- Дмитрий Пригов. Двадцать один разговор и одно дружеское послание. — М.: НЛО, 2014. — 264 с.
Читая эту книгу интервью и воспоминаний о Дмитрии Пригове, я не раз восклицала: «Какой умный человек!» Это качество в нем действительно самое заметное. Ум полный, связный, обширный, способный охватить и структурировать мир. Кажется, именно в таком виде ум Пригова и проявлялся при его жизни. Из этого ума выросло и творчество автора, или шире — «культурная деятельность», ведь именно деятелем культуры он себя и определял.
Некоторые думают, что ум не имеет ничего общего с поэзией, творчеством, медитацией; на это Пригов ответил им в одном из своих разговоров так: «Рациональность для меня легка именно потому, что я знаю сферу, где полностью пропадаю». Это о медитации рисованием, а рисовал Пригов каждый день по четыре-пять часов. Да и о письме тоже: «Только беспрерывное письмо позволяет найти что-то новое. Когда человек пишет редко, он практически обречен писать одно и то же. Самые интересные мои сборники и ходы были как бы случайно выловлены мною в непрерывном потоке».
То есть именно рацио может в полной мере помочь нам переходить за свои границы — легко — туда и обратно. И Пригов это, безусловно, делал, порой более качественно, чем люди спонтанных, спорадических «озарений».

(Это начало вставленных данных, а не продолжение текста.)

PR #191, opened 2026-01-28
fix linearise for JacobianLinearOperator with jac=bwd and use linear_transpose in mv

jpbrodrick89:
It turns out `lx.linearise` fails for JacobianLinearOperator with `jac="bwd"` if there is custom vjp which prevents forward-mode autodiff. This was missed in the test because just CALLING `lx.linearise` is fine—we can create a jaxpr representing the failure, but an error is only raised on EVALUATION. I updated the tests so they would fail and corrected linearise to use jax.linear_transpose (it turns out you can use these even with a custom vjp!).

I also utilised linear_transpose in the mv so we're not computing `jacrev` each time, however for most use cases a user should ALWAYS want to call `lx.linearise` on such a JacobianLinearOperator to avoid recomputing the primal (unlike using jvp with fwd mode, linear_transpose has no memory advantages so there is no reason to not cache it for reuse unless you know you're only going to need a single `mv`).

Users who used custom vjp's that are nonlinear or affine in their cotangents will now get jax errors, this is expected and such custom vjp's are fundamentally incorrect. I had to correct one of the tests that used an affine custom vjp to use a linear one.

These improvements should simplify the coloring method PR's I have open for JacobianLinearOperator as `operator.T.mv` will now work with custom vjp's if symmetric (previously this failed and we had to right out the backward mode more verbosely).

### DIFF
--- a/tests/test_operator.py
+++ b/tests/test_operator.py
@@ -300,7 +300,12 @@ def test_is_tridiagonal(dtype, getkey):
 @pytest.mark.parametrize("dtype", (jnp.float64, jnp.complex128))
 def test_tangent_as_matrix(dtype, getkey):
     def _list_setup(matrix):
-        return list(_setup(getkey, matrix))
+        # Exclude jacrev operator: jac="bwd" uses custom_vjp which doesn't support JVP
+        return [
+            op
+            for op in _setup(getkey, matrix)
+            if not (isinstance(op, lx.JacobianLinearOperator) and op.jac == "bwd")
+        ]
 
     matrix = jr.normal(getkey(), (3, 3), dtype=dtype)
     t_matrix = jr.normal(getkey(), (3, 3), dtype=dtype)


lineax/_operator.py
```diff
@@ -543,15 +543,20 @@ class JacobianLinearOperator(AbstractLinearOperator):
...
+    forward-mode differentiation.
 
     See also [`lineax.materialise`][], which materialises the whole Jacobian in
     memory.
+
+    !!! tip
+
+        For repeated `mv()` calls, consider using [`lineax.linearise`][] to cache
+        the primal computation. This is especially beneficial with `jac="bwd"`
+        as the primal computation affects the entire backward pass.
```
patrick-kidger: Is there a difference between fwd/bwd in efficiency here? In either case it's about computing the primal pass and saving the residuals needed for the subsequent tangent/cotangent sweep.

lineax/_operator.py
```diff
@@ -1238,10 +1251,33 @@ def _(operator):
...
+            )
+        else:
+            # Transpose the VJP to get J @ v from J.T @ v
+            transpose_vjp = jax.linear_transpose(
+                lambda g: vjp_fn(g)[0], operator.out_structure()
+            )
+
+            def mv_fn(v):
+                (out,) = transpose_vjp(v)
+                return out
```
patrick-kidger: This is `_Unwrap` I think

patrick-kidger:
Awesome, merged! 🎉

And on `test_tangent_as_matrix`, yup I think skipping this should be fine. As you note it's not really defined (I think regardless of whether the `custom_vjp` actually occurs at the module level).

PR #195, opened 2026-02-02
ensure materialise and linearise preserves aux

### LINKED ISSUE #194: Inconsistent behaviour of materialise wrt Aux
My understanding of materialise is that after calling it a first time, calling it again should have no impact. However, JacobianLinearOperator's materialise returns an AuxLinearOperator but AuxLinearOperator's materialise strips the aux. Which is the correct behaviour (strip or keep aux)?

jpbrodrick89:
Fixes #194 , currently `materialise(JacobianLinearOperator)` returns an `AuxLinearOperator` but `materialise(AuxLinearOperator)` returns the materialised inner operator with the aux stripped. After this PR, `materialise(AuxLinearOperator)` will preserve the aux by returning `AuxLinearOperator(linearise(operator.operator), operator.aux)`.

The same change has been made for linearise.

I also make a change to the handling of linearise/materialise for `ComposedLinearOperator` which changes it to returning an `AuxLinearOperator`, if the FIRST operator has aux. This means `materialise(...).aux` will always work if the original operator returned some kind of aux.

Note we currently have ill-defined behaviour if a user tries something strange like adding two operators that have aux or applying an operator to an aux operator. We might want to either make explicit the behaviour that we (may) silently strip aux, or catch this early and recommend the user to use an equivalent of `_NoAuxOut`.

### DIFF
--- a/lineax/_operator.py
+++ b/lineax/_operator.py
@@ -1863,9 +1863,19 @@ for transform in (linearise, materialise, diagonal):
     def _(operator, transform=transform):
         return transform(operator.operator) / operator.scalar
 
-    @transform.register(AuxLinearOperator)  # pyright: ignore
+
+# diagonal strips aux (returns array, not operator)
+@diagonal.register(AuxLinearOperator)
+def _(operator):
+    return diagonal(operator.operator)
+
+
+# linearise and materialise preserve aux
+for transform in (linearise, materialise):
+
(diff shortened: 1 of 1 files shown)


jpbrodrick89:
Yes I support removing AuxLinearOperator, it only seems to be used when materialising JacobianLinearOperator which seems very "special casing".

PR #200, opened 2026-02-03
fix is_symmetric for complex PSD/NSD matrices

jpbrodrick89:
Currently, is_symmetric returns True for PSD/NSD matrices. This led to failing test in test_well_posed.py when we changed our transpose rules, this should be a minimal fix.

Note we could go all out and add `is_hermitian` tests and `.H` helper function for less verbosity, but as I think we're not really prioritising complex support right now (e..g see comment in CG solver) that can be delayed for now.

### DIFF
--- a/lineax/_operator.py
+++ b/lineax/_operator.py
@@ -1782,7 +1782,7 @@ def _(operator):
 
 @is_positive_semidefinite.register(IdentityLinearOperator)
 def _(operator):
-    return True
+    return eqx.tree_equal(operator.in_structure(), operator.out_structure()) is True
 
 
 @is_positive_semidefinite.register(DiagonalLinearOperator)


patrick-kidger (commented):
One comment only, LGTM!

patrick-kidger:
Okay, deciding to go ahead and merge as this is blocking other stuff I'm working on :D (I'll incorporate my comment into #203.)

jpbrodrick89:
Ah, sorry, i actually addressed your comment and committed but I must have tried to push to your repo rather than my fork and didn't notice the error message. 🤦‍♂️ Will rebar my other PRs on yours when that's merged. Thanks!

jpbrodrick89:
Can share my version when i get back to my desk in a few hours if you haven't done it already.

Конечно, это не универсальный рецепт, и Пригов не универсален. Он творец для половины человечества, ровно для половины его рецепт может быть спасительным. Его умение вписать все в рамку, создать строй всего — нешуточное деяние, если не великое изобретение. Его гений — прежде всего гений структуры.
Пригов — человек, решивший перевыдумать, переговорить, переизобрести советский строй, переписать его — советским же языком. А это гигантский труд. (Впрочем, не единственный в его жизни, но, наверное, один из главных.) В детстве Пригов обожал Сталина и испытывал восторг к советскому мифу — память об этом сохранилась в Пригове до самой старости, несмотря на то, что о советском строе он все понял, как только стал всерьез заниматься искусством. Пригов переплавляет язык — и тот вскрывает свой смысл и прирастает им. Надо ли говорить, что такую работу можно делать только сознательно и ответственно?
Вообще Пригов был крайне ответственным человеком, джентльменом, самураем. В интервью он называет себя эгоцентристом, говорит, что у него «нет органа», для того чтобы быть с другими. Но именно это его понимание приводило к тому, что он был с другими так, как многие не могут. Да, он не теплый человек; но сказано же, что лучше быть холодным, чем теплым, — честнее. Он структурировал все, в том числе и «игру» андерграунда и КГБ, он видел закономерности, которые позволяли ему быть человеком в том мире. Парадоксально, но его концепция релятивизма в искусстве («Я считаю, что в пределах культурного общения не существует никакого преимуществования некой идеи, которое могло бы всех заставить в нее поверить, потому что любая идея — большая или меньшая конвенция. Я человек языкового поведения, хотя многие считают меня агностиком») воплощалась в жизни в позицию крепчайшего идеализма и нравственной силы.
Остается только сокрушаться, что все гении умерли — вот и Пригов тоже (кажется, это цитата из какого-то советского фильма, что вполне в духе нашего предмета). Но осталось все, что он сделал, в том числе и вот эти разговоры.